Issue #386, opened 2018-09-17
How to preserve /goss/docker_output.log on failure?


eifinger:
Hi,
I use dgoss in my CI pipeline to test my docker images.
I have a http test defined and if it fails I would like to know what exactly went wrong.

The way I understand the dgoss script it cleans up after a failure and thus deletes /goss/docker_output.log

What would be the best way to get the output of my docker container on failure and print it to my build log?

Thank you!

tholok97:
Wondering about this as well.

tholok97:
Got dgoss to print to the build log by adding a `docker logs "$id"` to the EXIT trap before cleanup like this:

```
# Main
tmp_dir=$(mktemp -d /tmp/tmp.XXXXXXXXXX)
chmod 777 "$tmp_dir"
trap 'ret=$?;docker logs "$id";cleanup;exit $ret' EXIT
```

Could someone please explain how this is normally acieved? Having the container log in the build log seems like a very legitimate thing to want, so I'm surprised it's not there by default.

aelsabbahy:
merged/relesed fix in #519

PR #519, opened 2019-12-12
[#386] Allow accessing container logs

m-jarzebowski:
##### Checklist

- [x] `make test-all` (UNIX) passes. CI will also test this.
- [ ] unit and/or integration tests are included

### Description of change

Added functionality to dgoss that allows persisting container logs


aelsabbahy:
Looks great!

Can you clarify that the logs are only retained if the variable is set in the documentation.

Fixes #386

m-jarzebowski:
Should be better now : )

WHAT THE EXERCISE ASKS: Down to the last line, give the records again exactly.

OUTPUT FOR THIS EXERCISE:
Issue #386, opened 2018-09-17
How to preserve /goss/docker_output.log on failure?


eifinger:
Hi,
I use dgoss in my CI pipeline to test my docker images.
I have a http test defined and if it fails I would like to know what exactly went wrong.

The way I understand the dgoss script it cleans up after a failure and thus deletes /goss/docker_output.log

What would be the best way to get the output of my docker container on failure and print it to my build log?

Thank you!

tholok97:
Wondering about this as well.

tholok97:
Got dgoss to print to the build log by adding a `docker logs "$id"` to the EXIT trap before cleanup like this:

```
# Main
tmp_dir=$(mktemp -d /tmp/tmp.XXXXXXXXXX)
chmod 777 "$tmp_dir"
trap 'ret=$?;docker logs "$id";cleanup;exit $ret' EXIT
```

Could someone please explain how this is normally acieved? Having the container log in the build log seems like a very legitimate thing to want, so I'm surprised it's not there by default.

aelsabbahy:
merged/relesed fix in #519

PR #519, opened 2019-12-12
[#386] Allow accessing container logs

m-jarzebowski:
##### Checklist

- [x] `make test-all` (UNIX) passes. CI will also test this.
- [ ] unit and/or integration tests are included

### Description of change

Added functionality to dgoss that allows persisting container logs


aelsabbahy:
Looks great!

Can you clarify that the logs are only retained if the variable is set in the documentation.

Fixes #386

m-jarzebowski:
Should be better now : )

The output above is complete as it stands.